The close agreement between measured data and modeled TP load estimates supports using the
SISL model to evaluate TP load reductions resulting from the Grand View Sediment Reduction
Program. Further, TP load estimates produced by the SISL model are less than those produced
using measured data, which did not include data from all drains and tributaries in the modeled
area, suggesting the SISL model may yield conservative estimates of load reductions resulting
from the Grand View Sediment Reduction Program. The Grand View Sediment Reduction
Program assumes a 90% efficiency and targets 80% of the furrow-irrigated lands for conversion
to sprinklers. The potential Grand View Sediment Reduction Program annual TP load reduction
is 12,060 lbs per year.
2.2. Aquatic Vegetation and Debris Removal
IPC has been removing aquatic vegetation and debris that accumulates on the trash rake over the
intake turbines at the Swan Falls project since October 2011. IPC proposed continued operation
as part of the project final license application. Idaho Department of Environmental Quality
(IDEA) acknowledged the proposed action in the CWA § 401 certification for the project but did
not make it a condition of the certification necessary to ensure compliance with Idaho water
quality standards. Since IPC proposed continued operation as part of the license application,
Federal Energy Regulatory Commission included the action in the license issued September 28,
2012. Article 404 requires IPC remove aquatic vegetation and debris that accumulates on the
trash rake and dispose of the material in a location where it cannot return to the Snake River.
IPC has removed 56-417 truckloads of material from the Snake River annually between April 15
and October 15 and disposed of the material in a location where it cannot return to the river
(Table 3). IPC weighed 8 truckloads from June through September 2014 to estimate a wet weight
of material removed from the river. The average truckload of material weighed 14,019 lbs. This
material was then converted to TP using a value of 489.2 milligrams TP per kilogram of wet
weight. This value is based on 2002-2003 laboratory results of TP concentrations measured in
wet material collected upstream at IPC's Upper Salmon Falls `B"hydroelectric project.
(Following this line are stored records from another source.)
PR #7631, opened 2023-04-26
osemgrep, match report: fix highlighting (otherwise out of bounds)

hannesm:
test plan:
make core
osemgrep --config r/python src/osemgrep/TOPORT/util.py

previously, there was an out of bounds error, since the assumption was that start line and end line was the same (and thus the cut point was negative).

now, the issue was solved, and for safety there's a "max start ..", so idx2 will always be >= idx1 in cut

PR checklist:

### DIFF
--- a/src/osemgrep/reporting/Matches_report.ml
+++ b/src/osemgrep/reporting/Matches_report.ml
@@ -165,11 +165,14 @@ let pp_finding ~max_chars_per_line ~max_lines_per_finding ~color_output
           else col m.start.col + ellipsis_len (line_off > 0)
         in
         let end_color =
-          if line_number >= m.end_.line then
-            min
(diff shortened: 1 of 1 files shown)


hannesm:
The computation is intricate (due to ellipsis and dedenting), the python code first highlights (makes text bold) of the line, and then cuts the part to be displayed.

In OCaml, we instead compute the offsets where to start and stop making text bold.

aryx (approved):
Would be good to add test cases for those.

aryx:
The test case could be a new tests/e2e/... that contains an example that was triggering an array out of bound in osemgrep.

hannesm:
yes, I'll add test cases for the rendering later this week.

PR #7633, opened 2023-04-26
fix js build

tpetr:
The JS build wasn't installing opam deps, which was fine until `ocaml-layer` fell out of sync.

~This is just a quick fix to unblock the release; I'll submit a better fix (i.e. figure out why `make install-deps-for-semgrep-core` wasnt working (see [comment](https://github.com/returntocorp/semgrep/blob/develop/.github/workflows/build-test-javascript.yaml#L34))) later today.~ <-- got this working

### DIFF
--- a/.github/workflows/build-test-javascript.yaml
+++ b/.github/workflows/build-test-javascript.yaml
@@ -39,7 +39,7 @@ jobs:
           # TODO: figure out why we need to do this
           ln -s $TREESITTER_INCDIR/tree_sitter /usr/include/tree_sitter
 
-          opam install -y --deps-only ./libs/ocaml-tree-sitter-core
+          opam install -vv -y --deps-only ./libs/ocaml-tree-sitter-core
           opam install -y --deps-only ./
 
           dune build js --profile=release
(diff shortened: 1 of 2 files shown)


aryx (approved):

aryx:
still failing

tpetr:
Yep, it occurred to me right after I pushed that this was the exact reason why the makefile recipe wasn't working 🤦

tpetr:
JS build is now failing ~due to jsoo being incompatible with the recent language server changes (I believe):~ (see https://github.com/returntocorp/semgrep/pull/7633#issuecomment-1524027821)

```
FAIL src/index.test.js (12.699 s)
  ✕ it loads the engine (313 ms)

  ● it loads the engine

    thrown: Array [
      0,
      Array [
        248,
        "Failure",
        -3,
      ],
      "lwt_unix_iov_max not implemented",
    ]

      1 | const { EngineFactory } = require("../dist/index");
      2 |
    > 3 | test("it loads the engine", async () => {
        | ^
      4 |   const engine = await EngineFactory("./dist/semgrep-engine.wasm");
      5 |   expect(engine.lookupLang("python")).toBe(24);
      6 | });
```

This is different from the original issue this PR was opened to fix, so I'm going to merge this and figure out the lwt issue in a separate PR.

tpetr:
`git bisect` tells me that https://github.com/returntocorp/semgrep/pull/7632 introduced the engine's dependency on lwt. We might have to wrap some of this in `Common.jsoo` checks -- digging into it (cc @aryx )

PR #7639, opened 2023-04-26
feat!: interprocedural taint labels

brandonspark:
## What:
This PR adds in support for interprocedural taint labels, with the exception of labeled propagators, which have been downscoped.

## Why:
SR needs interprocedural taint labels!!!

## How:
This executes the last few steps of my scope doc here: https://www.notion.so/r2cdev/Interprocedural-Taint-Labels-138ca7ca4d21463a8f481ccc9995903b?pvs=4

Essentially, the last remaining step in this was in implementing the notion of "preconditions" and "hypothetical taint". A hypothetical taint is when a taint may or may not exist, depending on the input of polymorphic taint variables. We carry these along during our taint analysis, and then decide whether or not to emit a finding once we substitute for the argument taints at the function call-site.

## Future work:
I purposefully left out the implementation for labeled propagators. Since they're new, I surmise they probably won't be very used yet, and I want to get this change out soon. It's also a more complex problem than I imagined, you would need to be able to conjoin two different preconditions together in order to handle substituting for arguments, as well as change the type representation so that `Arg` taint can have preconditions too. Ultimately, I wanted to keep the edit distance small, and this is already a substantial change.

## Test plan:
See https://github.com/returntocorp/semgrep-proprietary/pull/700 for tests, and performance.

Closes PA-2507

PR checklist:


src/tainting/Taint.ml
```diff
@@ -94,30 +75,129 @@ let _show_arg { pos = s, i; offset = os } =
     Printf.sprintf "arg(%s)#%d.%s" s i os_str
   else Printf.sprintf "arg(%s)#%d" s i
 
+(*****************************************************************************)
+(* Preconditions *)
+(*****************************************************************************)
+
+(* We roll our own boolean formula type here because we need to be
+   able to use polymorphic compare. Comparison on the Generic AST
+   isn't possible, and polymorphic compare would otherwise take into account
```
IagoAbal: There are comparison functions for Generic AST that take care of this. But at some point having our own type may be cleaner so I'm not against it.

src/tainting/Taint.ml
```diff
@@ -94,30 +75,129 @@ let _show_arg { pos = s, i; offset = os } =
...
+*)
+type precondition =
+  | Label of string
+  | Bool of bool
+  | And of precondition list
+  | Or of precondition list
+  | Not of precondition
+[@@deriving show]
+
+let rec expr_to_precondition e =
```
IagoAbal: I think it's better that we replace the `check` in `parse_taint_requires` with a function  that already checks it _and_ convert it into `Taint.precondition` ? Maybe that requires moving the `precondition` type to `Rule`. But otherwise we would need to keep both in sync.

src/tainting/Taint.ml
```diff
@@ -94,30 +75,129 @@ let _show_arg { pos = s, i; offset = os } =
...
+        [ { taint with orig = Src src } ]
+    | Src ({ precondition = Some (incoming, expr); _ } as src) ->
+        let new_incoming = List.concat_map aux incoming in
+        let new_precondition = Some (new_incoming, expr) in
+        [
+          { taint with orig = Src { src with precondition = new_precondition } };
+        ]
+  in
+  (* We only want to replace preconditions! This function is called after
+     we already have replaced the top-level Arg taints, meaning that if we
```
IagoAbal: Sounds like we are doing this in two steps, couldn't we just have a single function that does everything so we avoid this kind of explanation?

src/tainting/Taint.ml
```diff
@@ -94,30 +75,129 @@ let _show_arg { pos = s, i; offset = os } =
...
-  Src { call_trace = PM (pm, x); label = x.label }
+and orig = Src of source | Arg of arg [@@deriving show]
+and taint = { orig : orig; tokens : tainted_tokens } [@@deriving show]
+
+let substitute_precondition_arg_taint ~arg_fn taint =
+  let rec aux taint =
+    match taint.orig with
+    | Arg arg -> arg_fn arg
+    | Src ({ precondition = None; _ } as src) ->
+        [ { taint with orig = Src src } ]
```
IagoAbal: Isn't this the same as just `[ taint ]` ?

src/tainting/Taint.ml
```diff
@@ -94,30 +75,129 @@ let _show_arg { pos = s, i; offset = os } =
...
    * For our purposes, this is OK.
    *)
   let pm1, ts1 = pm_of_trace s1.call_trace
   and pm2, ts2 = pm_of_trace s2.call_trace in
-  Stdlib.compare
-    (pm1.rule_id, pm1.range_loc, pm1.env, s1.label, ts1.Rule.label)
-    (pm2.rule_id, pm2.range_loc, pm2.env, s2.label, ts2.Rule.label)
+  match
+    Stdlib.compare
+      (pm1.rule_id, pm1.range_loc, pm1.env, s1.label, ts1.Rule.label)
```
IagoAbal: Couldn't just add the precondition as yet another element in this tuple?

changelog.d/pa-2507.added
```diff
@@ -0,0 +1,2 @@
+Pro: Taint: Taint labels now work interprocedurally, for everything except
+labeled propagators.
```
IagoAbal: What happens if you add labeled propagators then?

src/tainting/Taint.mli
```diff
@@ -19,23 +36,26 @@ type source = {
         this label may have changed, for instance by being propagated to
         a different label.
       *)
+  precondition : (taint list * precondition) option;
```
IagoAbal: It would better if we could just keep everything as a `Taint_set.t` instead of `taint list`s. Are duplicates desirable in the precondition?

src/tainting/Dataflow_tainting.ml
```diff
@@ -435,48 +435,224 @@ let partition_mutating_sources sources_matches =
   |> List.partition (fun (m : R.taint_source tmatch) ->
          m.spec.source_by_side_effect && is_exact m)
 
+let propagate_taint_via_java_setter env e args all_args_taints =
```
IagoAbal: Has this function also changed? It would be great if this kind of changes weren't mixed with moving code around because it makes it a lot harder to review.

src/tainting/Dataflow_tainting.ml
```diff
@@ -824,7 +838,18 @@ let handle_taint_propagators env thing taints =
         (* Only propagate if the current set of taint labels can satisfy the
            propagator's requires precondition.
         *)
-        if eval_label_requires ~labels prop.spec.prop.propagator_requires then
+        (* TODO(brandon): Interprocedural propagator labels
+           This is trickier than I thought. You have to augment the Arg taints
+           with preconditions as well, and allow conjunction, because when you
+           replace an Arg taint with a precondition, all the produced taints
```
IagoAbal, line 813: Not sure I understand this part. Do you have some concrete example to discuss around it?

src/tainting/Dataflow_tainting.ml
```diff
@@ -435,48 +435,224 @@ let partition_mutating_sources sources_matches =
...
+*)
+let rec taint_can_exist taint =
+  match taint.T.orig with
+  | Arg _ -> false
+  | Src { precondition = None; _ } -> true
+  | Src { precondition = Some (incoming, expr); _ } ->
+      solve_precondition (incoming, expr)
+
+and solve_precondition (incoming, expr) =
+  let labels = List.filter taint_can_exist incoming |> labels_of_taints in
```
IagoAbal: So we just ignore the `Arg` taints when evaluating the requires?

src/tainting/Taint.ml
brandonspark: you're so right. parse, don't validate

src/tainting/Taint.mli
brandonspark: no, but this will require that we make `taint` mutually recursive with `Taint_set`, and i don't actually even know how you would do that, easily. recursive modules? it seems like a big hassle, what do you think?

src/tainting/Dataflow_tainting.ml
```diff
@@ -680,24 +715,6 @@ let find_pos_in_actual_args args_taints fparams =
         "cannot match taint variable with function arguments (%i: %s)" i s;
     taint_opt
 
-(* This function is used to convert some taint thing we're holding
-   to one which has been propagated to a new label.
-   See [handle_taint_propagators] for more.
-*)
-let propagate_taint_to_label replace_labels label (taint : T.taint) =
```
brandonspark, line 704: I just moved this function.

src/tainting/Dataflow_tainting.ml
brandonspark: no, sorry, i was just re-organizing and thought it didn't fit with the headers. i can add it back.

src/tainting/Dataflow_tainting.ml
brandonspark: Yep, under hypothesis that any such `Arg` taints we encounter should have been substituted for, already. This isn't always the case, because we might run `pm_of_finding` on a finding within a function call, but then ignoring them is
the right thing to do, because we don't yet have enough information on the `Arg` taint (that will be instantiated in a different finding, if the function is called at all)

changelog.d/pa-2507.added
brandonspark: They should work as before, but just not interprocedurally. You should not expect a labelled propagator to propagate if it is within a function call, because it should almost never propagate.

src/tainting/Taint.ml
brandonspark: The precondition doesn't just use polymorphic compare, it also uses `compare_taint`, which eventually calls `compare_sources` again. Since `compare_sources` itself isn't just polymorphic compare, I assume that we don't want to allow unrestricted polymorphic comparison.

src/tainting/Taint.ml
brandonspark: yep, you're correct. dunno how that happened.

src/tainting/Taint.mli
IagoAbal: Ooops yeah I didn't realize they would become recursive. OK let's deal with this later on during a clean up. But yeah the most obvious solution would be using recursive modules.

IagoAbal (approved):
Nice work!

src/tainting/Dataflow_tainting.ml
```diff
@@ -1253,24 +1276,14 @@ let check_function_signature env fun_exp args args_taints =
                        in
                        Some
                          (`Return
-                           (arg_taints
+                           (arg_taints |> Taints.of_list
```
IagoAbal: If there are no taints (or we fail to compute them) do we really want to return an empty set of taints here?

src/tainting/Dataflow_tainting.ml
```diff
@@ -1208,14 +1208,38 @@ let check_function_signature env fun_exp args args_taints =
...
+      (* Our first pass will be to substitute the args for taints.
+         We can't do this indiscriminately at the beginning, because
+         we might need to use some of the information of the pre-substitution
+         taints and the post-substitution taints, for instance the tokens.
+
+         So we will isolate this as a specific step to be applied as necessary.
+      *)
+      let first_pass_substitute_arg_with_taints arg =
+        match taints_of_sig_arg env fparams fun_exp args args_taints arg with
+        | None -> []
```
IagoAbal: I think it's better to keep `Taint_set.t` as long as it is possible. (Probably need to rethink that data structure too but that's another issue.)

src/tainting/Dataflow_tainting.ml
```diff
@@ -1208,14 +1208,38 @@ let check_function_signature env fun_exp args args_taints =
...
+          given argument, within the body of the function.
+      *)
+      (* Our first pass will be to substitute the args for taints.
+         We can't do this indiscriminately at the beginning, because
+         we might need to use some of the information of the pre-substitution
+         taints and the post-substitution taints, for instance the tokens.
+
+         So we will isolate this as a specific step to be applied as necessary.
+      *)
+      let first_pass_substitute_arg_with_taints arg =
```
IagoAbal: Kind of prefer the `arg_to_taints` name it used to have when it was defined inside the `ToSink` case.

src/tainting/Dataflow_tainting.ml
```diff
@@ -1348,36 +1341,70 @@ let check_function_signature env fun_exp args args_taints =
...
+                   | _ -> [ `UpdateEnv (dst_lval, Taints.of_list dst_taints) ])
+      in
+      (* This is our second pass for taint substitution, which will run
+          on all of the taints equally. This is because we need to do this
+          on Src taints, even if they weren't the results of substitutions,
+          because they may have dependencies on Arg taints. The alternative
+          is to specifically do the substitution in each case, which is easy
+          to overlook.
+
+          This step could be done on the args taints before we substitute,
```
IagoAbal: Can't this be done in `process_sig` already even if we don't do it directly on `args_taints` ?

IagoAbal: We're basically just calling `taints_of_sig_arg` on the `Arg` taints of the preconditions.

brandonspark: Yes, but I think it needs to be done uniformly for every case, meaning we would have to call `T.map_preconditions substitute_preconditions` in every branch, which is easy to forget, and also doesn't have a type-level distinction. I personally believe it's better to isolate this step and do it for every single case, so we can't miss it. What do you think?

src/tainting/Dataflow_tainting.ml
brandonspark: I think it doesn't matter, because the `Return []` case below would behave the same as if the item hadn't existed in the folded list in the first place, but I've changed it to early return `None` on the empty list anyways.

src/tainting/Dataflow_tainting.ml
IagoAbal: It does get complicated because of the various ways that one needs to tweak the call traces.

IPC
estimates that annually 1,547 lbs TP is removed from the Snake River through aquatic vegetation
and debris removal at the Swan Falls project.
3. DOWNSTREAM TRANSPORT OF PHOSPHORUS
Snake River phosphorus data were reviewed to evaluate trends in TP transport through the river.
The data were collected between 2003 and 2006 and describe conditions in the Snake River at
Swan Falls Reservoir inflow, Swan Falls Reservoir outflow, and at Celebration Park(Figure 3).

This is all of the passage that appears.